■ Work item ■
What is the number of lines in this data that contain the word "NgoHarrison"? Give the number alone.

■ Input for this task ■
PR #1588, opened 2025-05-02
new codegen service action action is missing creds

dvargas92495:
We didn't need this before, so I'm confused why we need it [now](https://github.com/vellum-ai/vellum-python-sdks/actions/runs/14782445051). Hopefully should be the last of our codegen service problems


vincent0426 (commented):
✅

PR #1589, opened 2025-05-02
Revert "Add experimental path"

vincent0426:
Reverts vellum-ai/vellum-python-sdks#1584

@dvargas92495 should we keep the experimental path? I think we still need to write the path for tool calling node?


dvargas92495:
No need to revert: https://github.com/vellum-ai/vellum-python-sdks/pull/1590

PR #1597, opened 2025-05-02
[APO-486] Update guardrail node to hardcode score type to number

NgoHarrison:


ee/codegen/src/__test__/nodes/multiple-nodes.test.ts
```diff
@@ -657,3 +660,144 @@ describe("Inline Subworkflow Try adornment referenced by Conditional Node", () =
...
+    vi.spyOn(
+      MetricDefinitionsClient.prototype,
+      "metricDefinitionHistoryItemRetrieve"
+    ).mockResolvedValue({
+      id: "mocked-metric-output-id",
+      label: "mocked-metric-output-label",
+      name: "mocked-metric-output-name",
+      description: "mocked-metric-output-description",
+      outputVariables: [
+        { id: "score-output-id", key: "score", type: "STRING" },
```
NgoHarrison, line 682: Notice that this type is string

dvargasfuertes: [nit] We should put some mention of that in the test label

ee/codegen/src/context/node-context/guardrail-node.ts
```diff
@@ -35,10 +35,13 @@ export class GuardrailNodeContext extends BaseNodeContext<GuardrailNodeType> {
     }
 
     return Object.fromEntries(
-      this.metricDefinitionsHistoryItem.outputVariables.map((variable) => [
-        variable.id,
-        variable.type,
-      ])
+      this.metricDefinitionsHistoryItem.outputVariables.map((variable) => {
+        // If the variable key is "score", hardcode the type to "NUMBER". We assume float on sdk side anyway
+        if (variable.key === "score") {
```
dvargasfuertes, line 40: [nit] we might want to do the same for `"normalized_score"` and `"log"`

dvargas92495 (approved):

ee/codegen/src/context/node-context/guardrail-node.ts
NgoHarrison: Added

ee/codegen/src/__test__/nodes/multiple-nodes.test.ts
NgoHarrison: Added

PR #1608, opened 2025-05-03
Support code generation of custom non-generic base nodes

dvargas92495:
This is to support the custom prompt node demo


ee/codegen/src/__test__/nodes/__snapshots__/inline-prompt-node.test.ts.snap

■ Exercise response ■
4